• Collected data entries:
^^^^^^^^^^^^^^^^

PR #1418, opened 2026-01-26
QoL(LootTables): Added sorting and ability to search for DisplayName

SpeedyD:
Admittedly this one is a bit rougher. Please look over this one with discerning eyes.


SpeedyD:
Aight, workflows went cleanly now. Sorry 'bout that.

ScuffedNewt (approved):

perappu (changes requested):
trying to get github to let me just actually request the changes, please hold

perappu (changes requested):
I think it's working this time... sorry if this sent you a billion notifications.

edit: nevermind, no it didn't. I'll try this again later today

app/Http/Controllers/Admin/Data/LootTableController.php
```diff
@@ -29,8 +29,40 @@ class LootTableController extends Controller {
     public function getIndex(Request $request) {
         $query = LootTable::query();
 
-        if ($request->get('name')) {
-            $query->where('name', 'LIKE', '%'.$request->get('name').'%');
+        $data = $request->only(['name', 'namespec', 'sort']);
+        if (isset($data['name'])) {
+            if (isset($data['namespec']) && $data['namespec'] == 'display-name') {
+                $query->where('display_name', 'LIKE', '%'.$request->get('name').'%');
```
perappu:
```suggestion
                $query->where('display_name', 'LIKE', '%'.$data['name'].'%');
```

teeny tiny optimization because you already have the value from $data

app/Http/Controllers/Admin/Data/LootTableController.php
```diff
@@ -29,8 +29,40 @@ class LootTableController extends Controller {
...
+            } elseif (isset($data['namespec']) && $data['namespec'] == 'both') {
+                $query->where('name', 'LIKE', '%'.$request->get('name').'%')->orWhere('display_name', 'LIKE', '%'.$request->get('name').'%');
```
perappu:
```suggestion
                $query->where(function ($q) use ($data) {
                    $q->where('name', 'LIKE', '%'.$data['name'].'%')
                    ->orWhere('display_name', 'LIKE', '%'.$data['name'].'%');
                });
```

So, I've observed this on a lot of log queries -- stacking "orWheres" and "wheres" can result in a lot of strange behaviors, because Laravel doesn't know by default how to group them intelligently at all. Example: https://github.com/lk-arpg/lorekeeper/pull/1440

While not presently a problem because this is the only where() called, this will cause a bug if additional where() conditions are added onto the loot table search. I think it's a nice pro-active measure to stick it in its own group, but YMMV of course

also same optimization as above

app/Http/Controllers/Admin/Data/LootTableController.php
```diff
@@ -29,8 +29,40 @@ class LootTableController extends Controller {
...
+            } else {
+                $query->where('name', 'LIKE', '%'.$request->get('name').'%');
```
perappu:
```suggestion
                $query->where('name', 'LIKE', '%'.$data['name'].'%');
```

and once more, with feeling!

perappu (changes requested):

perappu (approved):
thank you for looking at those changes!

SpeedyD:
> thank you for looking at those changes!

No, thank YOU for suggesting them! :)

^^^^^^^^^^^^^^^^

• WHAT IS BEING ASKED: Report how many lines above hold "group", number only.

• EXERCISE RESULT: 2